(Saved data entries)

PR #568, opened 2021-11-03
PT-5268: Delete deleted products from index when indexing by schedule

ksavosteev:

### DIFF
--- a/src/VirtoCommerce.CatalogModule.Data/Services/CatalogService.cs
+++ b/src/VirtoCommerce.CatalogModule.Data/Services/CatalogService.cs
@@ -100,20 +100,20 @@ namespace VirtoCommerce.CatalogModule.Data.Services
                 var catalogs = await GetByIdsAsync(catalogIds);
                 if (!catalogs.IsNullOrEmpty())
                 {
-                    var changedEntriesAggregate = GetDeletedEntries(catalogs);
+                    var changedEntries = GetDeletedEntries(catalogs);
 
-                    await _eventPublisher.Publish(new CatalogChangingEvent(changedEntriesAggregate.CatalogEntries));
-                    await _eventPublisher.Publish(new CategoryChangingEvent(changedEntriesAggregate.CategoryEntries));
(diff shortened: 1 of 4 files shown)


src/VirtoCommerce.CatalogModule.Data/Services/CatalogService.cs
```diff
@@ -184,6 +189,43 @@ private void ClearCache(Catalog[] catalogs)
...
+
+        private CatalogChangedEntriesAggregate GetDeletedEntries(Catalog[] catalogs)
+        {
+            using (var repository = _repositoryFactory())
+            {
+                var catalogChangedEntries = catalogs.Select(x => new GenericChangedEntry<Catalog>(x, EntryState.Deleted)).ToList();
+
+                var foundCatalogIds = catalogs.Select(x => x.Id).ToList();
+                var categoryIds = repository.Categories.Where(x => foundCatalogIds.Contains(x.CatalogId)).Select(x => x.Id).ToList();
+                var productIds = repository.Items.Where(x => foundCatalogIds.Contains(x.CatalogId)).Select(x => x.Id).ToList();
```
Vectorfield4, line 202: Can we make it async?

src/VirtoCommerce.CatalogModule.Data/Services/CatalogService.cs
```diff
@@ -184,6 +189,43 @@ private void ClearCache(Catalog[] catalogs)
...
+                    var entry = new GenericChangedEntry<CatalogProduct>(product, EntryState.Deleted);
+
+                    return entry;
+                }).ToList();
+
+                return new CatalogChangedEntriesAggregate
+                {
+                    CatalogEntries = catalogChangedEntries,
+                    CategoryEntries = categoryChangedEntries,
+                    ProductEntries = productChangedEntries,
```
Vectorfield4, line 226: If we use `CatalogChangedEntriesAggregate` only in the private method and we don`t need to make this aggregate extendable:

1. Change collection type to List<T> instead of IEnumerable<T> (increase performance by removing casts operations);
2. Make `CatalogChangedEntriesAggregate` sealed.

Vectorfield4 (approved):

PR #616, opened 2022-08-04
PT-4249: Catalog/categories filter. There is no applied filter state.

VertyR:
#PT-4249 Catalog/categories filter. There is no applied filter state.

### Jira-link:

https://virtocommerce.atlassian.net/browse/PT-4249


akak1977 (changes requested):
Please, fix smells

akak1977 (approved):

PR #625, opened 2022-08-30
PT-8564: Parent category id is not equal to category id constraint

getmansky:
## Description
Parent category id is not equal to category id constraint


akak1977 (changes requested):
Please use table.UniqueConstraint instead of check constraints

akak1977 (approved):

PR #629, opened 2022-09-16
PT-9059: add null check on convert price range facets

ksavosteev:
## Description
also consolidate platform dependency
### Jira-link:

https://virtocommerce.atlassian.net/browse/PT-9059


akak1977 (approved):

OlegoO (approved):

src/VirtoCommerce.CatalogModule.Data/Search/Indexing/AggregationConverter.cs
```diff
@@ -107,6 +107,11 @@ protected virtual AggregationRequest GetRangeFilterValueAggregationRequest(strin
         protected virtual IList<AggregationRequest> GetPriceRangeFilterAggregationRequests(PriceRangeFilter priceRangeFilter, ProductIndexedSearchCriteria criteria, IList<IFilter> existingFilters)
         {
             var priceRangeFilters = priceRangeFilter.Values?.Select(v => GetPriceRangeFilterValueAggregationRequest(priceRangeFilter, v, existingFilters, criteria.Pricelists)).ToList();
+            if (priceRangeFilters == null)
+            {
+                return null;
```
maikvansark: Its better to return an empty list instead of null. (this also used to be the old return value)

return new List<AggregationRequest>();

PR #675, opened 2023-05-09
PT-12035: Returns Custom Aggregations

OlegoO:
## Description
feat: Returns Custom Aggregations

### Jira-link:
https://virtocommerce.atlassian.net/browse/PT-12035


src/VirtoCommerce.CatalogModule.Data/Search/Indexing/AggregationConverter.cs
```diff
@@ -194,6 +214,17 @@ public virtual async Task<Aggregation[]> ConvertAggregationsAsync(IList<Aggregat
...
 
+        private static void RemoveRange(List<string> terms, string fieldName)
+        {
+            for (var i = terms.Count - 1; i >= 0; i--)
+            {
+                if (terms[i].StartsWith($"{fieldName}-", StringComparison.OrdinalIgnoreCase))
+                {
+                    terms.RemoveAt(i);
+                }
+            }
```
artem-dudarev, line 225: `i` should not be decremented when we remove a term. Otherwise, we are skipping next term.

artem-dudarev (changes requested):

PR #701, opened 2023-10-04
variation image inherits id from parent product image

henrykavalev:
## Description
If requesting a variation product with images that are saved within the parent product, then the id is manually set to null. This PR is setting id to the parent product image id. That way it will return the same image id as if one would request the parent product image id.


henrykavalev:
Since the other parameters were inherited from parentAssetBase, it led on our side to the question why it is not done for the id as well. For us it is easier to differentiate between pictures based on the id instead of the name. For example working on frontend with Keys of the HTML Lists Items, where we could use Id as the Key to avoid duplicated image names.

henrykavalev:
Hello together, since there are no updates on this issue for some time now, I wanted to ask whether this issue will be implemented or if I can help in any other way regarding this suggestion?

PR #796, opened 2025-09-19
skip electrical orphan

joamatab:


joamatab:
this does not detect opens

PR #824, opened 2025-10-29
Fix inconsistent angle assignment via `Port.angle` instead of `Port.trans.angle`

### LINKED ISSUE #823: Inconsistent behavior when assigning trans.angle vs. angle on a Port
In kfactory/routing/optical.py line 798 in `place_manhattan()` assigning to `route_start_port.trans.angle` sometimes fails silently, the angle value remains unchanged. I've notice that assigning to `route_start_port.angle` instead works consistently in my testing.

Assigning to `route_start_port.trans.angle` results in inconsistent rotation behavior for virtual ports. When the routing is between ports that exist on a different component it seems to work just fine.

```
import gdsfactory as gf
c = gf.Component()
pad = c << gf.c.pad(size=(15,15))
pad.move((100, 0))

port1 = c.add_port(
    "e1",
    center=(10, 0),
    width=15,
    orientation=0,
    layer='M3',
    port_type='electrical'
)
c.draw_ports()

route = gf.routing.route_single(
    c,
    port1=port1,
    port2=pad.ports['e1'],
    layer='M3',
    on_error=None,
    bend="wire_corner",
    route_width=15,
)

# same issue when using a different router
route = gf.routing.route_bundle_electrical(
    c,
    ports1=[port1],
    ports2=[pad.ports['e1']],
    layer='M3',
    route_width=15,
)

c
```

This code should place a metal trace between and connecting the virtual port (port1) and the pad port ("e1"), but it incorrectly rotates the straight object on the first port.

Image

When routing between ports of two separate pads references the rotation of the port in `place_manhattan()` works just fine.

```
import gdsfactory as gf

c = gf.Component()

pad = c << gf.c.pad(size=(15,15))
pad.move((0, 0))
pad2 = c << gf.c.pad(size=(15,15))
pad2.move((100, 0))

route = gf.routing.route_bundle_electrical(
    c,
    ports1=[pad.ports['e3']],
    ports2=[pad2.ports['e1']],
    layer='M3',
    route_width=15,
)
c
```

Image

cjcarver:
Assigning to Port.trans.angle sometimes fails silently when using a virtual port.
This PR updates `place_manhattan()` to modify Port.angle instead.

Fixes #823

### DIFF
--- a/src/kfactory/ports.py
+++ b/src/kfactory/ports.py
@@ -631,7 +631,10 @@ class DCreatePort(ABC):
                     kcl=self.kcl,
                 )
             else:
-                trans_ = kdb.Trans(rot=int(dcplx_trans.angle // 90), u=self.kcl.to_dbu(dcplx_trans.disp))
+                trans_ = kdb.Trans(
+                    rot=int(dcplx_trans.angle // 90),
+                    u=self.kcl.to_dbu(dcplx_trans.disp),
+                )
                 port = DPort(
                     name=name,
                     trans=trans_,
--- a/src/kfactory/routing/optical.py
+++ b/src/kfactory/routing/optical.py
@@ -793,7 +793,7 @@ def place_manhattan(
             "place_manhattan needs to be passed a fixed bend90 cell with two optical"
             " ports which are 90° apart from each other with port_type 'port_type'."
         )
-    
+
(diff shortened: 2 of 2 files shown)


sebastian-goeldi:
Hi, sorry, maybe I should have worded it a bit differently. I think #825 addresses this properly and will give a warning instead of an error (as in most cases we can reasonably recover from this problem)

PR #832, opened 2025-11-28
Don't set anchor if it's not set

abdelq:
## Summary

If `anchor` isn't set, it defaults to `FixedAnchor(x=None, y=None)` when it should be `None`.

## Test Plan

Manually on a real schematic


sebastian-goeldi:
Thanks!

PR #882, opened 2026-02-09
Fix insert_vinsts and use its recursive argument

abdelq:
## Summary

The intersection is done at the wrong spot leading to empty set. Also `recursive` was not being used.

## Test Plan

Tested on private repo's code.


dansgithubuser:
I'm curious what's the point of the `& self.kcl.tkcells.keys()`. Is it ever not a no-op?

sebastian-goeldi:
> I'm curious what's the point of the `& self.kcl.tkcells.keys()`. Is it ever not a no-op?

<del>In case it's been manually manipulated yes. This can theoretically happen if someone changes `kcl` manually. It can crash really hard if that happens, and the klayout errors can be very no fun when that happens</del>

Sorry, maybe I misremember. But I believe if you clean up the layout object, it can have an impact, but I can't remember exactly why I added it. But it was related to having klayout segfault bc accessing an invalid index at some point

PR #957, opened 2026-05-11
fix: use original BasePort ids for pin port mapping in dup()

flaport:
## Summary

- `dup()` crashes with `KeyError` when copying a cell that has pins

Exercise prompt – Search the records above for the word "between", then say how many lines contain it. Give the number alone.

Solution for this task – 4